AC: It's been said by some game designers that the first 15 minutes of a game is critical in order to win the player over. Do you agree or disagree with this "first impressions" philosophy, and why? How will Spore capture the hearts (and clicking fingers) of gamers in the first 15 minutes?

WW: You want any form of entertainment to be engaging. And, in playing the first 15 minutes of Spore, I think there is a lot to love. It's dealing with some pretty amazing concepts – the magic of the creation of life, evolution, your place in the universe. The cell game is really beautiful; it's artistically impressive. And the initial cell editor is simple but elegant – it guides people into the game and eases them in to feeling comfortable with their creativity, and they get to really define what they want to make. Then you get to evolve that cell into something that takes its first step onto land – it's pretty cool stuff that I think people will be captivated by.

AC: Please explain in detail how the Internet will be utilized in Spore game-play. Any community features? Downloads? Multiplayer play?

WW: Spore isn't a multiplayer game; in fact, we joke that it's a massively single-player game. Players can enable Internet connectivity so that everything that they create in their world, from creatures to buildings to vehicles, is uploaded to the server and then shared with other players, delivered directly into their games. At the same time, your game is receiving things that other players have created. As you play through the game, it's building a model of how you play and searching for content that will fit your needs. We're not only tracking what you need in terms of competition, we're also building a model of the player's aesthetic. So if you keep picking things from the shopping catalog that are like supercute, Disney-like, then it will start offering you and downloading more stuff that matches your aesthetic. So in some sense you're teaching the computer your aesthetic, and it's building a model of that. And when it makes a request to the server, it's taking that into account, so the world will slowly start to represent your aesthetic choices.
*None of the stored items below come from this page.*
PR #18128, opened 2026-08-11
refactor(parser): align TextParser with Python _code delimiter split

xugangqiang:
## Summary
Make Go `TextParser` match Python `deepdoc TxtParser._code`:
- Split on the flow default delimiter set `\n!?;。；！？` (was blank-line only).
- `keep_delimiters=True`: each trailing delimiter is retained on its segment.
- Normalize CRLF/CR -> LF like Python.
- Do NOT perform the OVER_CAP token merge; chunking stays with the downstream
  Chunker (PARSER_ALIGNMENT_HANDOFF.md §2.3).
- The 8192-byte per-item cap is dropped: the parser is a pure delimiter
  splitter, matching Python's `parser_txt` (no size slicing). Sizing is
  delegated to the Chunker + embedding truncation — see contract #17799.

## Why dropping the 8192-byte cap is safe (contract #17799)
The parser layer must NOT do token-size splitting. `internal/ingestion/component/chunker/token.go`
(OVER-BUDGET UNITS, contract #17799) states: a single item exceeding
`chunk_token_size` is KEPT WHOLE as its own chunk and is NOT atom-split; the
downstream embedding/rerank layer truncates it later. Token-size chunking —
including any oversized-item handling — belongs to the Chunker (or a PreSplitter
stage between Parser and Chunker), explicitly NOT in the parser and NOT as a
char-window split. So removing the per-item byte cap converges Go with Python's
`parser_txt` (which also does no size slicing) instead of diverging, and the
Chunker already owns the oversized-item case.

## Test plan
- `TestTextParser_ParseWithResult_DefaultDelimiter` pins the new split rule
  (single-newline + sentence-delimiter splitting with delimiter retained).
- `TestTextParser_ParseWithResult_NoSizeCap` pins no per-item byte slicing.
- `TestTextParser_AdjacentDelimiters` pins the documented adjacent-delimiter
  behavior (Go drops the standalone second delimiter) so a future silent change
  in `splitCapturingDelims` is caught.
- `TestTextParser_AlignmentGolden` verifies content-equivalence vs the Python
  golden on a shared sample.

## Dependency
- Foundation helpers merged via #18098 (`fix/parser-align-foundation` → main).
- Stacks on #18014 (markdown golden framework in main).
- Rebased onto `main`; this PR is opened from the fork
  (`xugangqiang:fix/textcode-parser-align`) per repo workflow.

## Note
Adjacent-delimiter input (e.g. `"a..b"`) keeps only the merged segment in Go
while Python keeps the second delimiter as its own segment. The alignment test
normalizes this away; tracked as a known follow-up, not fixed here.


xugangqiang:
## Follow-up（非 blocker）：parser→chunker 端到端 golden

本 PR 已对齐 `TextParser` 的切分阶段（分隔符切分 + keep_delimiters + CRLF 归一化 + 去 8192 cap），并用 golden 钉死了 **parser 切分**与 Python `_code` 的内容等价。但端到端（parser 切分 → `TokenChunker` OVER_CAP 合并 → 最终 chunk）的 text&code parity 尚未在本 PR 内直接断言。

需要明确：这并非 text&code 独有空白——当前整个 Go↔Python 解析对齐（markdown / html / text&code）都只停在 parser 切分级 golden，没有任何 family 做了 parser→chunker 端到端 golden。链路本身已接通（`text&code` 经 `parser_dispatch.go:261` → `TokenChunker`，默认 `chunk_token_size:512`），合并阶段的 parity 也已被 `chunker/token_merge_parity_test.go` 与 `chunker/golden_parity_test.go` 覆盖（均为 chunker 级）。

建议后续（独立 PR，不扩大本 PR 范围）：仿 `TestTextParser_AlignmentGolden`（`parse_with_result_test.go`）把 `TextParser.ParseWithResult` 输出喂给 `TokenChunker.Invoke`，再用 Python `_code` 最终 chunks golden 断言，闭环 text&code 端到端 parity。

yuzhichang (approved):

PR #18138, opened 2026-08-12
Feat: The dataset-level tree view supports search.

cike8899:
### Summary
Feat: The dataset-level tree view supports search.


wangq8 (commented):
Nice feature! The search implementation is clean:

- Proper debouncing (500ms) via ahooks `useDebounce`
- Query key includes keywords so cache invalidation works correctly
- `trim` from lodash handles whitespace nicely
- Props threading through the component tree is consistent

One small note: in `dataset-nav-service.ts`, `params: { keywords: params.keywords || undefined }` — make sure the backend API handles missing/empty keywords gracefully (returns unfiltered results). If it already does, this is good to go. LGTM overall.

PR #18140, opened 2026-08-12
fix: prevent stale conversation messages during session switch

dcc123456:
### Summary

fix: prevent stale conversation messages during session switch


wangq8 (commented):
Good fix for a race condition during conversation switching. The guard `conversation?.id !== conversationId` correctly prevents stale messages from leaking into a new session. Adding `conversation?.id` to the dependency array is the right call since the effect now reads it. LGTM.

PR #18142, opened 2026-08-12
Fix: Deleting a record from the knowledge base table should remove the corresponding selected record.

cike8899:
### Summary

Fix: Deleting a record from the knowledge base table should remove the corresponding selected record.


wangq8 (commented):
LGTM. Clean fix that ensures deleted documents are properly removed from the row selection state. Good guard checking `code === 0` before removing from selection. Nice cleanup of commented-out code as well.

PR #18153, opened 2026-08-12
Fix: Hide the reset button on the embedded page that is in conversation

cike8899:
### Summary

Fix: Hide the reset button on the embedded page that is in conversation

### DIFF
--- a/web/src/components/embed-container.tsx
+++ b/web/src/components/embed-container.tsx
@@ -24,6 +24,7 @@ type EmbedContainerProps = {
   title: string;
   avatar?: string;
   handleReset?(): void;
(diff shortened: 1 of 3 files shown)


wangq8 (commented):
Thanks for this fix! Clean and minimal change.

**What I verified:**
- The `hideReset` prop defaults to `false`, so existing `EmbedContainer` callers are unaffected.
- `sendLoading` is the right condition — it correctly hides the reset button only while a message is in flight, preventing accidental resets mid-conversation.
- Applied consistently to both share pages (`agent/share` and `next-chats/share`).

**No issues found.** LGTM 🚀

PR #18155, opened 2026-08-12
fix: reorder user setting sidebar menu items and update default redirect path

dcc123456:
### Summary

fix: reorder user setting sidebar menu items and update default redirect path

### DIFF
--- a/web/src/pages/user-setting/sidebar/index.tsx
+++ b/web/src/pages/user-setting/sidebar/index.tsx
@@ -42,6 +42,12 @@ import { useHandleMenuClick } from './hooks';
 
 const menuItems = (t: TFunction) => [
   {
+    icon: <LucideBox className="size-[1em]" />,
+    label: t('setting.model'),
+    key: Routes.Model,
+    'data-testid': 'settings-nav-model-providers',
+  },
+  {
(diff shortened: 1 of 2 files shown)


wangq8 (commented):
Thanks for the PR! This is a clean UX improvement — moving Model Providers to the top of the settings sidebar makes sense since it's frequently accessed.

**What's changed:**
- Reorders the user settings sidebar: Model Providers now appears first (before Data Sources and Chat Channels)
- Updates the default redirect from `/user-setting/data-source` to `/user-setting/model` to match the new order

**Review:**
- ✅ Sidebar items are correctly reordered with no missing or duplicated entries
- ✅ The redirect path `/user-setting/model` is valid and defined in `routes.tsx`
- ✅ Icon imports unchanged — `LucideBox` was already imported
- ✅ No regressions or breaking changes

The redirect uses a hardcoded string `/model` while the original used `Routes.DataSource`:
```tsx
// current:
<Navigate to={`/user-setting/model`} replace />
// suggestion:
<Navigate to={`/user-setting${Routes.Model}`} replace />
```
Using `Routes.Model` would be more consistent and resilient to future route path changes. Up to you whether to address it here.

LGTM overall, approved!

We could have made Spore an online multiplayer game. We thought about it. In fact, technically, based on all the stuff we've already done for it, it wouldn't be very hard at all. We've already solved all the hard problems we would need to do a persistent online-world version of Spore. The hard part is, what happens when you come to a planet, and the planet's offline? Which would be the case. In fact, one of the reasons why I kind of went down this path is that nobody has really explored the hybrid model. And this really is a hybrid, where we try to get the benefits of an online game, which is all the people building the world collectively together, without the liabilities, which is that the 14-year-old can kill you or that you've invested all this time in your planet and somebody comes along and blows it up. ... So trying to get the best of both worlds, figuring out what the sweet spot is between the features available through a shared universe experience and then the power available to a single-player experience. The intersection of those two things is kind of where Spore ended up and why it ended up there.

We will have community features – whenever I encounter content from another player, I can see who made it and what its stats are. I can bookmark that person if I like their stuff and have their stuff ... like I can find my best friend and say make sure my best friend's stuff comes into my game, so I encounter their worlds first. And, we will track the most popular content. You will also be able to see how your creations are faring in the outside world.

AC: To what do you attribute your success?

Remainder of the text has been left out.